[Task brief] Each line in the records below, from the one that contains "Issue #6952, opened 2019-03-08" to the one that contains "I see the same", should be reproduced exactly, the first and last included.

[Exercise input]
+++

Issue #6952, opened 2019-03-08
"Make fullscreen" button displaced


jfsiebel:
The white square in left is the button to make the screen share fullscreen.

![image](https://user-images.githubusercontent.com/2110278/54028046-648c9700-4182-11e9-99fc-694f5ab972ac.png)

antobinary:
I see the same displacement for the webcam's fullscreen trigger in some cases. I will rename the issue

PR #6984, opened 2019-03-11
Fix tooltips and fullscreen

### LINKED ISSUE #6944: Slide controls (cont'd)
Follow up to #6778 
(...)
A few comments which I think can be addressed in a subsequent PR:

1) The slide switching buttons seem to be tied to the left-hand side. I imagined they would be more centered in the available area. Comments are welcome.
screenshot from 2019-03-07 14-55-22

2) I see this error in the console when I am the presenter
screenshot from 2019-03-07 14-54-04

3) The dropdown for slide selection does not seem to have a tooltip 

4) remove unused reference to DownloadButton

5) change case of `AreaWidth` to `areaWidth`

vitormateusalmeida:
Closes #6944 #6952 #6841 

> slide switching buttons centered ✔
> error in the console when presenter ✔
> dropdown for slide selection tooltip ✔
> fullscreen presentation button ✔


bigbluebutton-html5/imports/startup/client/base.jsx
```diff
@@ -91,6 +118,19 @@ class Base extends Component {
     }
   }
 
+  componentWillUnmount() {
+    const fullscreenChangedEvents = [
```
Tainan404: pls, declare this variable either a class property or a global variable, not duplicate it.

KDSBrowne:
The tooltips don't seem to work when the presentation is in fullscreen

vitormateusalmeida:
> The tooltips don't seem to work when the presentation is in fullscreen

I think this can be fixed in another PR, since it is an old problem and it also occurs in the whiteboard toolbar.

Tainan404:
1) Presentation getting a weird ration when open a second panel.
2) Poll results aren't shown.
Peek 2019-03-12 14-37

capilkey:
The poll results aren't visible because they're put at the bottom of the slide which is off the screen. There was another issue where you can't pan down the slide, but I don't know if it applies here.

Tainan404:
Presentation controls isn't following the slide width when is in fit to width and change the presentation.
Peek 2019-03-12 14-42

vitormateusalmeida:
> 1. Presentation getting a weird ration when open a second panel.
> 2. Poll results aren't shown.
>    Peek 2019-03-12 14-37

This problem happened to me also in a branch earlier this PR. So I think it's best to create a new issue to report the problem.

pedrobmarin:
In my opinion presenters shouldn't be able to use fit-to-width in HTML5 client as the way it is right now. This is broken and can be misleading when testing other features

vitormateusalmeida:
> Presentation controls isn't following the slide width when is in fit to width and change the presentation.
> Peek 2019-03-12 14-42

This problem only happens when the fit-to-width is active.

+++

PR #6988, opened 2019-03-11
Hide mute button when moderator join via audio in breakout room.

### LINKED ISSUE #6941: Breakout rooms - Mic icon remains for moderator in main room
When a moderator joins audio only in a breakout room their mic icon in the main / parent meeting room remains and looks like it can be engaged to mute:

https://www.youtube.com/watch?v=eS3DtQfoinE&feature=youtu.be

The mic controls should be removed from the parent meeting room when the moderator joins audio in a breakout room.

+++

[Final answer]
Issue #6952, opened 2019-03-08
"Make fullscreen" button displaced


jfsiebel:
The white square in left is the button to make the screen share fullscreen.

![image](https://user-images.githubusercontent.com/2110278/54028046-648c9700-4182-11e9-99fc-694f5ab972ac.png)

antobinary:
I see the same displacement for the webcam's fullscreen trigger in some cases. I will rename the issue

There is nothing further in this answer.